Curated by the photography collective ‘Inside the Outside’, Out of the Woods of Thought features work by its founding members Al Brydon, Rob Hudson, Stephen Segasby and Joseph Wright whose collective philosophy hinges on a number of interconnected questions about how we relate to the landscape and the way in which this informs their representation of it in photographic form. Complementing this philosophy is work by a number of handpicked guest exhibitors that include Lynda Laird, Tom Wilkinson, J.M. Golding, Brian David Stevens and Guy Dickinson.
Rob Hudson explains that the images are not simply representations of the landscape but a highly personal engagement with place that goes beyond the literal. These are photographs that have come into being, in Edward Thomas’s phrase, “out of the woods of thought”. They take an idea, story or metaphor and make them visible through a combination of imagination and the photographic print.
Various themes are explored throughout the works.
Al Brydon’s Solargraphs reveal an element of the landscape that we all take for granted – time itself. The exposures in this work are so long they become a reflection upon our lives and our short tenure on this world.

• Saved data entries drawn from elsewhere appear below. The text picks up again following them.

Issue #2659, opened 2026-05-20
[bug] Settings → Plugins panel shows exclusive plugins (memory.provider / web.backend / browser provider) as "Disabled" even when fully active


Fail-Safe:
## Summary

  Plugins that activate via a `<category>.provider` config key (e.g. `memory.provider: noema`) — what hermes-cli's
  plugin manager calls "exclusive" plugins — always render as **Disabled** with **No registered lifecycle hooks**
  in the Settings → Plugins panel, even when they're the currently-active provider for their category and
  functioning correctly. The visibility panel only models the `plugins.enabled` opt-in activation path, so
  exclusive activation is invisible to it.

  ## Repro

  1. Configure a profile with an exclusive plugin via its provider key, e.g.:
     ```yaml
     memory:
       provider: noema
     plugins:
       enabled: []
  2. Ensure the plugin is installed (e.g., ~/.hermes/profiles/<name>/plugins/noema/).
  3. Open the WebUI → Settings → Plugins.
  4. Observe the plugin row: Disabled, No registered lifecycle hooks.

  Meanwhile the plugin is loaded, discovered, and actively serving as the memory provider — verifiable via:

```python
  from hermes_cli.plugins import get_plugin_manager
  m = get_plugin_manager(); m.discover_and_load(force=False)
  m._plugins["noema"].error
  # → "exclusive plugin — activate via <category>.provider config"
```

  That loaded.error string is informational from hermes-cli's loader, not a true failure — it signals "this plugin
  is exclusive; it was correctly activated through its provider key, so don't also try to load it via
  plugins.enabled."

  ## Expected

  Some way for the panel to communicate "this plugin is active via memory.provider: noema" rather than the binary
  Enabled/Disabled framing borrowed from the plugins.enabled allowlist. Either:

  - A separate active-providers section alongside the lifecycle-hook plugins section, or
  - A status badge like "Active (memory provider)" / "Active (web backend)" / etc. with no hook list (since
  exclusive plugins typically don't register the four _PLUGIN_VISIBILITY_HOOKS), or
  - A short explanatory note under exclusive plugin rows explaining why the lifecycle-hooks list is empty.

  ## Actual

  Binary "Disabled" + empty hooks list — indistinguishable from a misconfigured/broken plugin.

  ## Root cause

  `_plugin_visibility_payload()` in `source/api/routes.py` builds the panel's payload from two sources:

```python
  "enabled": bool(getattr(loaded, "enabled", False)),
  ...
[...]

PR #4517, opened 2026-06-20
Fix disabled provider plugin badge state

### LINKED ISSUE #4496: [UX] Bug in plugins state styling
In `Settings/Plugins` the enabled/disabled indicator/chip is always styled in green, making it look as if everything is enabled. However, as you can see in the screenshot, some are disabled but they are styled green, letting the user think they are enabled.

Image

franksong2702:
## Thinking Path

- The Plugins settings panel should show which plugin is actually the active provider for provider-style categories.
- #4496 identified that provider-category badge state needed an explicit active-provider signal, not inference from a generic enabled flag.
- Maintainer review caught that active exclusive providers intentionally carry `activation: "exclusive"` and `enabled: false` under the #2659 contract.
- This update preserves that active-exclusive path and makes inactive exclusive providers render as disabled.

## What Changed

- Added an explicit `is_active_provider` boolean to the `/api/plugins` payload.
- For `kind: "exclusive"` plugins, `is_active_provider` is derived from the plugin key category and the matching `<category>.provider` config value.
- For active `kind: "model-provider"` plugins, `is_active_provider` remains true when the backend already reports the plugin as enabled.
- Updated `_buildPluginCard()` to prefer `is_active_provider` for the green provider badge, with a fallback to existing `activation` semantics for older payloads.
- Removed the direct `CHANGELOG.md` edit after review feedback.
- Added regression coverage for active exclusive, inactive exclusive, and active model-provider badge rendering.

## Why It Matters

Settings no longer marks inactive exclusive provider plugins as active, while active exclusive providers such as memory providers still keep the green provider badge even though their legacy `enabled` flag is false by design.

## Verification

- Baseline: the updated #4496/#2659 regression tests failed against the previous PR head.
- `./scripts/test.sh tests/test_issue4496_plugin_badge_state.py tests/test_plugins_panel.py` (`34 passed`)
- `.venv/bin/python -m py_compile api/routes.py tests/test_issue4496_plugin_badge_state.py tests/test_plugins_panel.py`
- `.venv/bin/python scripts/ruff_lint.py --diff origin/master --strict`
- `git diff --check`

## Risks / Follow-ups

- This changes the `/api/plugins` payload by adding a backwards-compatible field; existing `enabled`, `kind`, and `activation` fields are preserved.
- Older clients without `is_active_provider` still fall back to the existing `activation` behavior.
- No manual screenshot was captured in this run; the regression tests check the rendered badge markup directly.

Fixes #4496

## Model Used

AI-assisted with OpenAI GPT-5 Codex as coordinator. A `gpt-5.3-codex-spark` worker was briefly assigned for the review follow-up but was closed before producing usable changes; the coordinator implemented and verified the final follow-up patch.

### DIFF
--- a/CHANGELOG.md
+++ b/CHANGELOG.md
@@ -7,6 +7,7 @@
 
 ### Fixed
 
+- **Disabled provider-category plugins now show the disabled badge in Settings (#4496).** The Plugins panel previously rendered any `provider` / `exclusive` plugin with the green provider badge before checking whether the plugin was disabled, making disabled provider plugins look active. The badge now reflects the actual enabled state: disabled provider plugins use the same grey disabled badge as other disabled plugins.
 - **Desktop notifications no longer get silently dropped when the agent finishes while you're on another tab (#4416).** Chromium throttles a background tab's SSE, so the stream's `done` event is delivered late — after you return to the tab, when `document.hidden` already reads `false` — and the response-complete notification was suppressed by the live visibility check. The WebUI now tracks whether the tab was hidden at *any* point during a stream and notifies on that basis, so a turn you stepped away from still notifies on completion. A turn you watched the whole time stays silent (matching how Slack/Discord/Gmail/Claude behave), and the user's notifications-enabled setting is still honored.
 
 ## [v0.51.526] — 2026-06-19 — Release SK (the "Running" indicator clears when the server is idle)
--- a/CHANGELOG.md
+++ b/CHANGELOG.md
@@ -7,7 +7,6 @@
 
 ### Fixed
 
-- **Disabled provider-category plugins now show the disabled badge in Settings (#4496).** The Plugins panel previously rendered any `provider` / `exclusive` plugin with the green provider badge before checking whether the plugin was disabled, making disabled provider plugins look active. The badge now reflects the actual enabled state: disabled provider plugins use the same grey disabled badge as other disabled plugins.
 - **Desktop notifications no longer get silently dropped when the agent finishes while you're on another tab (#4416).** Chromium throttles a background tab's SSE, so the stream's `done` event is delivered late — after you return to the tab, when `document.hidden` already reads `false` — and the response-complete notification was suppressed by the live visibility check. The WebUI now tracks whether the tab was hidden at *any* point during a stream and notifies on that basis, so a turn you stepped away from still notifies on completion. A turn you watched the whole time stays silent (matching how Slack/Discord/Gmail/Claude behave), and the user's notifications-enabled setting is still honored.
 
 ## [v0.51.526] — 2026-06-19 — Release SK (the "Running" indicator clears when the server is idle)
--- a/api/routes.py
+++ b/api/routes.py
@@ -7109,10 +7109,12 @@ def _plugin_visibility_payload(manager=None) -> dict:
     category's ``<category>.provider`` config, not through ``plugins.enabled``.
     Their ``loaded.enabled`` stays False by design and they register hooks
     outside the four visibility hooks below. The payload surfaces ``kind``
-    and ``activation`` plus ``is_active_provider`` so the panel can render the
-    selected provider distinctly instead of mislabeling it as "Disabled" with no
-    hooks (issue #2659), while still showing unselected exclusive providers as
-    disabled.
+    and ``activation`` plus ``is_active_provider`` when the plugin key carries a
+    category prefix so the panel can render the selected provider distinctly
+    instead of mislabeling it as "Disabled" with no hooks (issue #2659), while
+    still showing unselected exclusive providers as disabled. Flat-key exclusive
+    plugins omit the new field so older activation-based badge semantics remain
+    intact when the category cannot be inferred.
     """
     manager = manager or _get_plugin_manager_for_visibility()
     manager.discover_and_load(force=False)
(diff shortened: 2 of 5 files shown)


nesquena-hermes (changes requested):
Thanks for tackling #4496 — the underlying problem is real (a provider-category plugin that isn't actually the active provider shouldn't wear the green "Active provider" badge). But the current fix regresses the #2659 contract and its targeted "disabled provider" case can't actually occur, so a couple of changes are needed before this is ready.

### 1. Regression: active *exclusive* providers (memory/web) now show the grey "Disabled" badge

The new guard gates the provider badge on `enabled`:

```js
// static/panels.js:7549
const isProviderActive = isProvider && enabled && activation !== 'disabled';
```

But **active exclusive plugins carry `enabled=false` by design** — that's the whole point of #2659. From `api/routes.py` (the `/api/plugins` payload builder):

```py
# api/routes.py:7077-7082 (docstring)
# Exclusive plugins (e.g. memory providers) are activated through their
# category's `<category>.provider` config, not through `plugins.enabled`.
# Their `loaded.enabled` stays False by design ... (issue #2659).

# api/routes.py:7103-7109
enabled_flag = bool(getattr(loaded, "enabled", False))
if kind == "exclusive":
    activation = "exclusive"          # <- no enabled check; enabled_flag stays False
```

So for an **active** memory/web provider the payload is `{activation:"exclusive", enabled:false}`. With the new guard:
- `isProvider` = `(activation==='exclusive')` = **true**
- `enabled` = `(plugin.enabled !== false)` = **false**
- `isProviderActive` = `true && false && …` = **false** → falls through to the `else` → **grey `plugin-card-badge-disabled`**

On master this was `if(isProvider)` → green `plugins_active_provider`. So this PR re-introduces exactly the "active provider mislabeled as Disabled" bug that #2659 fixed. (The existing `test_plugins_panel_renders_active_provider_badge` is a static source-grep, so it stays green and won't catch this — the regression is invisible to CI.)

### 2. The targeted "disabled provider" payload can't come from the backend

`api/routes.py:7106` only emits `activation="provider"` when the plugin is enabled:

```py
elif kind == "model-provider" and enabled_flag:
    activation = "provider"
else:
    activation = "enabled" if enabled_flag else "disabled"
```

So `activation="provider"` always implies `enabled=true`, and a genuinely-disabled model-provider already gets `activation="disabled"` (→ `isProvider` false → grey badge, correct on master). The new test's disabled case:

```py
# tests/test_issue4496_plugin_badge_state.py
_buildPluginCard({ activation: 'provider', enabled: false, ... })
```

feeds a payload the backend never produces, so it passes vacuously while the real regressing case (`{activation:'exclusive', enabled:false}`) is untested.

### 3. Greptile's note is right too: `&& activation !== 'disabled'` is dead code

`isProvider` is only true for `'exclusive'`/`'provider'`, so that term can never be false. The `&& enabled` is the term doing the (incorrect) work.

### Suggested direction

The `enabled` flag can't distinguish an *active* exclusive provider from an *inactive* one — both have `enabled=false`. To correctly fix #4496 you need a backend signal for which exclusive plugin is the selected provider for its category (e.g. add an `is_active_provider`/`active` field to the `/api/plugins` payload from the `<category>.provider` config), then gate the green badge on that field rather than `enabled`. Please also add a test for `{activation:'exclusive', enabled:false}` asserting the **green provider** badge (the #2659 case), and drop the CHANGELOG entry (greptile P1 — that's release-automation-owned).

Happy to re-review once the active-exclusive case is preserved.

franksong2702:
Addressed the review feedback in `f9e97d46b`:

- removed the `CHANGELOG.md` entry
- added explicit `/api/plugins` `is_active_provider` state instead of inferring provider badge state from `enabled`
- preserved the #2659 active-exclusive case (`activation: "exclusive"`, `enabled: false`) as green provider
- added inactive-exclusive coverage so unselected exclusive providers render disabled

Local verification:

- `./scripts/test.sh tests/test_issue4496_plugin_badge_state.py tests/test_plugins_panel.py` (`34 passed`)
- `.venv/bin/python -m py_compile api/routes.py tests/test_issue4496_plugin_badge_state.py tests/test_plugins_panel.py`
- `.venv/bin/python scripts/ruff_lint.py --diff origin/master --strict`
- `git diff --check`

franksong2702:
Follow-up pushed in `284907dd3` for Greptile's flat-key exclusive plugin note.

What changed:
- category-prefixed exclusive plugins still emit `is_active_provider` so selected providers can be distinguished from unselected ones
- flat-key exclusive plugins now omit `is_active_provider`, which preserves the existing activation-based frontend fallback instead of forcing them to the disabled badge
- added API coverage for the omitted-field compatibility path
- added frontend coverage proving an exclusive plugin without `is_active_provider` still renders the provider badge via fallback

Local verification:
- `./scripts/test.sh tests/test_issue4496_plugin_badge_state.py tests/test_plugins_panel.py` (`35 passed`)
- `.venv/bin/python -m py_compile api/routes.py tests/test_issue4496_plugin_badge_state.py tests/test_plugins_panel.py`
- `.venv/bin/python scripts/ruff_lint.py --diff origin/master --strict`
- `git diff --check`

CI is running on the new head; I will read it back after it settles.

franksong2702:
Latest base refresh pushed in `afd71c074` after the `v0.51.530` profiles-route fix landed on `master`.

Current head includes the flat-key exclusive-provider compatibility fix from `284907dd3` plus the latest upstream merge.

Local verification on this final head:
- `./scripts/test.sh tests/test_issue4496_plugin_badge_state.py tests/test_plugins_panel.py tests/test_profiles_route_endpoint.py` (`36 passed`)
- `.venv/bin/python -m py_compile api/routes.py tests/test_issue4496_plugin_badge_state.py tests/test_plugins_panel.py tests/test_profiles_route_endpoint.py`
- `.venv/bin/python scripts/ruff_lint.py --diff origin/master --strict`
- `git diff --check`

GitHub read-back on `afd71c074`: all checks are successful and the branch is mergeable. The PR still shows `CHANGES_REQUESTED` / `blocked` only because the earlier maintainer review state/label has not been cleared yet.

nesquena-hermes:
Shipped in v0.51.531 via the rebased release branch (credited in CHANGELOG + release notes). Thanks @franksong2702 — clean convergence on the fix-spec from the earlier bounce: the new is_active_provider signal lets the panel badge only the selected exclusive provider, flat-key plugins keep the legacy badge (backward-compat), all 4 states unit-tested. Codex SAFE + Opus SAFE + full suite green (9687).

The landscape is riven with myriad forms of conflict (ownership vs access, commercial exploitation vs ecological diversity and borders vs freedom of movement) but it is war that informs Lynda Laird’s Dans le Noir and Rob Hudson’s Mametz Wood.
Stephen Segasby’s Malevolence finds the menace in the dark woods of the Forest of Dean, while Brian David Stevens takes an icon of English identity in Beachy Head to reveal the stories of the suicide attempts which are an all to frequent and tragic occurrence in this place.
Tom Wilkinson’s Blotts Pits engages with the idea of engagement itself – what does photographing the land say about us? Joseph Wright’s The Floods takes an easily ignored ‘scruffy edgeland’ only to reveal the magic within. While JM Golding explores the transition from outer landscapes into inner through the soothing experience of a deep fascination with place.
Finally, Guy Dickinson’s Stations discovers the natural characteristics of the Árann Islands by revealing the physical textures of the rocks themselves, taking us deep into their structure and the vast forces that created them.
Rob Hudson continues: “Finding new ways to engage with the landscape and to express that engagement is key for us. The simple depiction of the landscape as a beautiful untarnished place empty of people and its histories does not tell a whole truth. For if we’re to get out of the woods of the multiple threats of climate change, collapsing biodiversity and the loss of knowledge about, and appreciation of the land, we need to remind people why the land is precious to them.”